Stored data
****************

PR #522, opened 2023-09-12
Update docs for combobox and add debounce example

wesharper:
https://github.com/melt-ui/melt-ui/assets/13283469/d0aa962c-8d47-45fe-a3aa-40879741b070


buhodev:
Doesn't the combobox export a [`debounce`](https://www.melt-ui.com/docs/builders/combobox#:~:text=Change%20Functions-,debounce,-0) property already? :)

PR #524, opened 2023-09-12
Resolve linter issues preventing PR checks from passing

wesharper:
Runs prettier and fixes one eslint issue.


wesharper:
cc @huntabyte, this should unblock your changeset PR

PR #532, opened 2023-09-14
[New Builder] Autocomplete Tags

Bubbet:
Multi select with easy clearing/displaying of selected options.


TGlide:
Closing as I want to address this in a different manner. Will try and make combobox and tags-input composable somehow. Thank you for the hard work!

PR #539, opened 2023-09-18
fix: select controlled store type

MadeBaruna:
The default value of the store can be undefined.


huntabyte:
If `defaultSelected` is set to undefine, wouldn't `S` be typed as `undefined` thus making it accurately typed? Or maybe default the `S` type argument to undefined in the event `defaultSelected` isn't passed?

****************

Problem to work on:
Lines from the top of the entries through the line with "PR #539, opened 2023-09-18" are to be transcribed exactly, and nothing more.

Response area:
PR #522, opened 2023-09-12
Update docs for combobox and add debounce example

wesharper:
https://github.com/melt-ui/melt-ui/assets/13283469/d0aa962c-8d47-45fe-a3aa-40879741b070


buhodev:
Doesn't the combobox export a [`debounce`](https://www.melt-ui.com/docs/builders/combobox#:~:text=Change%20Functions-,debounce,-0) property already? :)

PR #524, opened 2023-09-12
Resolve linter issues preventing PR checks from passing

wesharper:
Runs prettier and fixes one eslint issue.


wesharper:
cc @huntabyte, this should unblock your changeset PR

PR #532, opened 2023-09-14
[New Builder] Autocomplete Tags

Bubbet:
Multi select with easy clearing/displaying of selected options.


TGlide:
Closing as I want to address this in a different manner. Will try and make combobox and tags-input composable somehow. Thank you for the hard work!

PR #539, opened 2023-09-18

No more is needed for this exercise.